5. En omettant de recueillir l’avis du maire de la commune de Bibost, du chef du district aéronautique concerné, du chef de secteur de la police de l’air et des frontières, du directeur régional des douanes et du président du comité régional interarmées, le préfet du Rhône a privé les requérants d’une garantie et par suite entaché d’illégalité l’arrêté arrêté.

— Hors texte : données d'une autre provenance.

PR #2506, opened 2025-04-14
LTD-6126 added postcode serialisation to upper and strip

Tllew:
may need to move it to frontend if we don't want to automate

[LTD-6126](https://uktrade.atlassian.net/browse/LTD-6126)

[LTD-6126]: https://uktrade.atlassian.net/browse/LTD-6126?atlOrigin=eyJpIjoiNWRkNTljNzYxNjVmNDY3MDlhMDU5Y2ZhYzA5YTRkZjUiLCJwIjoiZ2l0aHViLWNvbS1KU1cifQ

Par suite, sans qu’il soit besoin de se prononcer sur les autres moyens de la requête, les requérants sont fondés à demander son annulation.
6. La seule annulation de l’arrêté en litige n’a pas pour effet d’impliquer nécessairement que l’activité en litige fasse l’objet des mesures demandées par les requérants et par suite, il n’y a pas lieu de faire droit à leurs conclusions à fin d’injonction.
7. Il y a lieu dans les circonstances de l’espèce de faire droit aux conclusions des requérants présentées sur le fondement des dispositions de l’article L. 761-1 du code de justice administrative et de mettre à la charge de l’Etat une somme de 1500 euros à verser globalement aux requérants.
D E C I D E :
Article 1er : L’arrêté du 30 juin 2021 du préfet du Rhône portant conditions d’exploitation d’une plateforme ULM sur la commune de Bibost est annulé.
Article 2 : L’Etat versera globalement une somme de 1500 euros à Mme Y S, M. D AA, Mme C B, M. R B, Mme L I, M. M I, Mme N G, M. K G, Mme F H, M. E H, Mme A AB, M. P AB, Mme Q O, M. V J, Mme W X et M. T X.
Article 3 : Le surplus des conclusions de la requête est rejeté.
Article 4 : Le présent jugement sera notifié à Mme Y S, M. D AA, Mme C B, M. R B, Mme L I, M. M I, Mme N G, M. K G, Mme F H, M. E H, Mme A AB, M. P AB, Mme Q O, M. V J, Mme W X et M. T X et au préfet du Rhône.
Délibéré après l’audience du 20 juin 2023, à laquelle siégeaient :
M. Clément, président,
Mme Tocut, première conseillère,
Mme Gros, conseillère,
Rendu public par mise à disposition au greffe le 5 juillet 2023.
L’assesseure la plus ancienne,
C. Tocut Le président,
M. Clément
La greffière,
T. Andujar
La République mande et ordonne au préfet du Rhône, en ce qui le concerne et à tous commissaires de justice à ce requis en ce qui concerne les voies de droit commun, contre les parties privées, de pourvoir à l’exécution de la présente décision.